┏━━
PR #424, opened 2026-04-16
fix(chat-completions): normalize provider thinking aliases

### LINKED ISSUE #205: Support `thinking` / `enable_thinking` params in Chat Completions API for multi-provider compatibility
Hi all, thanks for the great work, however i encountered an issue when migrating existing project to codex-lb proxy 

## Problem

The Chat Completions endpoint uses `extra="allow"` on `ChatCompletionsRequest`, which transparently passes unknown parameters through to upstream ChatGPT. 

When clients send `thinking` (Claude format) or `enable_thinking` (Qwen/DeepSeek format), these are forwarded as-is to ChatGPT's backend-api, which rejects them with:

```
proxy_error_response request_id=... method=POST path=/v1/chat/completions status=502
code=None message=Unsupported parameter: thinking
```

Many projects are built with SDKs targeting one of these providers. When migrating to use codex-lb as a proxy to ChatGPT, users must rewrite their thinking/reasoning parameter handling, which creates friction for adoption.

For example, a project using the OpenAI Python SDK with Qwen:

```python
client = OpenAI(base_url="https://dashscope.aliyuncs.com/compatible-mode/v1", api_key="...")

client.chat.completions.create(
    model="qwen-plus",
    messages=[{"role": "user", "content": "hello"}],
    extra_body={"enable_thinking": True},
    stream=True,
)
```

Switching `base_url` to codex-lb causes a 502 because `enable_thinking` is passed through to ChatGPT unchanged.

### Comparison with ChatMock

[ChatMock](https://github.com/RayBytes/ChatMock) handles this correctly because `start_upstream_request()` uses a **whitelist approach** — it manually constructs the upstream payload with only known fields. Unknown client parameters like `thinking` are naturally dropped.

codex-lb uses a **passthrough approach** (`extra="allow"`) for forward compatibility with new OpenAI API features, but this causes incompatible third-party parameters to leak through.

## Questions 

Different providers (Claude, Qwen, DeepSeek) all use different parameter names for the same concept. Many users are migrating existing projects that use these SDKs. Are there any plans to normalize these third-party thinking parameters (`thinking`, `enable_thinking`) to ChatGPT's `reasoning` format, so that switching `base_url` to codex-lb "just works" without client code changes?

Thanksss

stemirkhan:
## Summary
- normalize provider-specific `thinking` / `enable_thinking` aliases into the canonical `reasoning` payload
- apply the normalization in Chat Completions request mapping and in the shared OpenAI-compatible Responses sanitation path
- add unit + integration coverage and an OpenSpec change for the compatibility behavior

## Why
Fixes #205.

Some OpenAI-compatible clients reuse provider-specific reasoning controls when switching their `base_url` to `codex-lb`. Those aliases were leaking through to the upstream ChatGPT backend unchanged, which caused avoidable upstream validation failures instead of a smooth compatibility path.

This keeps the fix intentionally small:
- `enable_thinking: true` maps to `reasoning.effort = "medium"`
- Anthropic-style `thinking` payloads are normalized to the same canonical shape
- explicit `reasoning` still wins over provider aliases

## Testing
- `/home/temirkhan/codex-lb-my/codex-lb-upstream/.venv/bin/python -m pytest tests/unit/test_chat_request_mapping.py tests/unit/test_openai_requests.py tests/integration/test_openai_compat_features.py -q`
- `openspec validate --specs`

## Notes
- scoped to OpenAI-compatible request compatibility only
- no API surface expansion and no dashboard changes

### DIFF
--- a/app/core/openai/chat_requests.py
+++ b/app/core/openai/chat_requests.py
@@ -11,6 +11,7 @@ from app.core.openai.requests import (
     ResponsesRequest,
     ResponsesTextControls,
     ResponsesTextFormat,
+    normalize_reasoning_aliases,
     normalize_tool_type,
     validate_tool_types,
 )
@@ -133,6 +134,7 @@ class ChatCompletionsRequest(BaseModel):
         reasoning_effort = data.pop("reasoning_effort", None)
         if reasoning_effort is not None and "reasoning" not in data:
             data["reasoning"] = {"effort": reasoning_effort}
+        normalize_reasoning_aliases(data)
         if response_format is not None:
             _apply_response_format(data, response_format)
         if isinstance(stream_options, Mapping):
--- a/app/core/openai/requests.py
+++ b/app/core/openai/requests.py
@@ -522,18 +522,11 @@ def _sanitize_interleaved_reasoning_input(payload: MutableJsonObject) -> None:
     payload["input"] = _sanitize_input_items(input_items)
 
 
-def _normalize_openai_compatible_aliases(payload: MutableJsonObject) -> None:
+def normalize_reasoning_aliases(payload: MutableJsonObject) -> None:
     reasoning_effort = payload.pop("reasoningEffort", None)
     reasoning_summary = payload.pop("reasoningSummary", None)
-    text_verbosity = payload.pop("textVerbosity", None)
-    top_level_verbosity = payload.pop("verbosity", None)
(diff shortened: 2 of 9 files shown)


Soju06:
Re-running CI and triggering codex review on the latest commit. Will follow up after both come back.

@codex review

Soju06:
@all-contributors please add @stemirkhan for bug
┗━━
* Assignment
Search the entries for the string "unit". Copy every line that has it.

* Answer area
- add unit + integration coverage and an OpenSpec change for the compatibility behavior
- `/home/temirkhan/codex-lb-my/codex-lb-upstream/.venv/bin/python -m pytest tests/unit/test_chat_request_mapping.py tests/unit/test_openai_requests.py tests/integration/test_openai_compat_features.py -q`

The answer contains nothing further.